7 Ways to Use AI Chat to Boost Collaboration in Mural, FigJam, and Miro

Collaboration tools like Mural, FigJam, and Miro are staples of how modern teams can brainstorm, map ideas, align on plans, and build together. But a canvas alone can't tell you if you're on the right track or guide you to what comes next when progress stalls. That's where Optimal AI Chat and user insights come in.

By starting or bringing real user insights into the boards your team already works in, you can reduce ambiguity, ground discussions in real research, and accelerate decision-making. 

Here are 7 ways to use AI Chat alongside your collaboration boards.


1. Align on key objectives

Before your next planning session, use Optimal AI Chat to surface relevant insights from your interview recordings. Add a summary directly into your Mural, Miro, or FigJam board so everyone comes in with the same context and understanding of the objectives. Instead of starting with assumptions, your team can start with real user insights and clear trade-offs to discuss.

Try this prompt: "Summarize the key considerations for [decision topic] and flag any trade-offs we should discuss as a team."

AI Chat example

2. Create a user journey map

AI Chat can analyze interview transcripts and video recordings and highlight common jobs to be done, behaviors, and friction points. You can then map those steps visually on your board and identify where the experience breaks down.

Try these prompts: “Summarize the typical jobs to be done for the people we interviewed.”
“For this job you identified [paste job details], detail the journey steps.” 


3. Turn pain points into design and product decisions

AI Chat can analyze recurring themes from your interview recordings and convert them into concrete opportunities your team can explore next. Adding these to your board gives the team a clear starting point rather than a vague list of problems.

Try this prompt:  "Based on these pain points [paste notes or themes], suggest three product improvements we could explore."


4. Sharpen your marketing messaging

Interview insights aren’t just valuable for product, research, and design teams.

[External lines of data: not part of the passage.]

PR #677, opened 2026-01-28
CI: overhaul packaging workflow and mobile release options

tyreseluo:
## PR Content

Use [makepad-packaging-action](https://github.com/Project-Robius-China/makepad-packaging-action) to streamline the current makepad release CI workflow for easier centralized management.

- add per-platform inputs and build matrices
- create release once and upload assets via releaseId
- add Android/iOS packaging with TestFlight envs

### DIFF
--- a/.github/workflows/release.yml
+++ b/.github/workflows/release.yml
@@ -269,6 +269,9 @@ jobs:
 
       - name: Package (desktop)
         uses: project-robius/makepad-packaging-action@v1
+        env:
+          CARGO_PACKAGER_SIGNING_KEY: ${{ secrets.CARGO_PACKAGER_SIGNING_KEY }}
+          CARGO_PACKAGER_SIGNING_PASSWORD: ${{ secrets.CARGO_PACKAGER_SIGNING_PASSWORD }}
         with:
           github_token: ${{ secrets.ROBRIX_RELEASE }}
           packager_formats: deb
@@ -291,6 +294,8 @@ jobs:
       - name: Package (macos)
         uses: project-robius/makepad-packaging-action@v1
         env:
+          CARGO_PACKAGER_SIGNING_KEY: ${{ secrets.CARGO_PACKAGER_SIGNING_KEY }}
+          CARGO_PACKAGER_SIGNING_PASSWORD: ${{ secrets.CARGO_PACKAGER_SIGNING_PASSWORD }}
           APPLE_CERTIFICATE: ${{ secrets.APPLE_CERTIFICATE }}
           APPLE_CERTIFICATE_PASSWORD: ${{ secrets.APPLE_CERTIFICATE_PASSWORD }}
           APP_STORE_CONNECT_API_KEY_CONTENT: ${{ secrets.APP_STORE_CONNECT_API_KEY_CONTENT }}
@@ -318,6 +323,9 @@ jobs:
 
       - name: Package (windows)
         uses: project-robius/makepad-packaging-action@v1
+        env:
+          CARGO_PACKAGER_SIGNING_KEY: ${{ secrets.CARGO_PACKAGER_SIGNING_KEY }}
+          CARGO_PACKAGER_SIGNING_PASSWORD: ${{ secrets.CARGO_PACKAGER_SIGNING_PASSWORD }}
         with:
           github_token: ${{ secrets.ROBRIX_RELEASE }}
           packager_formats: nsis


.github/workflows/release.yml
```diff
@@ -9,21 +9,55 @@ on:
...
+        required: false
+        type: boolean
+        default: false
+      build_windows_2022_x86_64:
+        description: 'Build Windows 2022 x86_64'
+        required: false
+        type: boolean
+        default: false
+      build_android:
+        description: 'Build Android APK'
```
kevinaboos: i assume this is Android on aarch64? (Android can also run on x86_64, so please be specific here)

.github/workflows/release.yml
```diff
@@ -73,61 +108,188 @@ jobs:
...
-          else
-            matrix='{"include":[{"os":"ubuntu-24.04","arch":"x86_64"},{"os":"ubuntu-24.04-arm","arch":"aarch64"},{"os":"ubuntu-22.04","arch":"x86_64"},{"os":"ubuntu-22.04-arm","arch":"aarch64"},{"os":"macos-14","arch":"aarch64"},{"os":"macos-15-intel","arch":"x86_64"},{"os":"windows-2022","arch":"x86_64"}]}'
-          fi
-          echo "matrix=$matrix" >> $GITHUB_OUTPUT
+          python - <<'PY'
+          import json
+          import os
+          from pathlib import Path
+
+          def truthy(value: str) -> bool:
```
kevinaboos: `truthy` is a confusing name, do you mean something like "is_true"?

tyreseluo:
My ideal is to extract certain frequently rewritten packaging functions and processes for consolidated maintenance. Under normal circumstances, this should streamline the packaging workflow.

This including GitHub Releases, iOS and macOS signing, and publish uploads to TestFlight.

I shall proceed to modify another version accordingly.

> I'm a bit wary of bringing in a dependency on your new `makepad-packaging-action` since we (the project-robius org) do not have control over that nor the ability to modify it. If you insist on using that, I'd have to do a full audit of that as well. If you'd like to transfer it to the main `project-robius` org, that would make it easier for us to rely on it (of course you can maintain full ownership rights of it).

Marketing teams can also use AI Chat to quickly evaluate messaging, positioning, and customer perception.

When running preference or concept testing interviews, AI Chat can quickly analyze the feedback and suggest positioning directions you can workshop on your board.

Try this prompt: “Suggest positioning options based on the interview feedback.”


5. Facilitate workshops

Running workshops and brainstorming sessions with cross-functional teams can be challenging. Conversations drift, discussions stall, and teams sometimes struggle to focus on the most important issues. 

AI Chat can help you structure the conversation before the workshop even begins by generating discussion guides based on user insights from your interviews. Add the chat outputs directly to your board to guide the session.

Try this prompt: “Generate a structured discussion guide based on the pain points of the interviewees.”


6. Make brainstorming more focused

Open brainstorming can be valuable. It can also be chaotic without clear direction. By leveraging AI Chat, you can guide your brainstorming sessions with intelligent suggestions, topic generation, and idea organization.

Try this prompt: “Generate 10 brainstorm ideas based on these user insights and group them into themes we could explore.”


7. Map complex processes

Visualizing complex processes and systems is easier with tools like Miro, FigJam, and Mural. AI Chat can help you map out each step. AI Chat can help break down a process step-by-step, highlighting decisions, dependencies, and potential friction points based on your interviews. Your team can then map these steps visually and identify opportunities for improvement.

Try this prompt: “Create a step-by-step process map for how users complete [task], including key decisions and potential friction points.”


Using Optimal AI Chat for seamless collaboration

The best collaboration happens when teams have the right information at the right time. 

Optimal AI Chat gives your team a jumpstart for your interview analysis: clearer inputs, faster synthesis, and smarter outputs that translate directly into what you're building on your boards.

Whether you're running a workshop, mapping a user journey, or planning a product launch, AI Chat helps you spend less time getting oriented and more time making decisions.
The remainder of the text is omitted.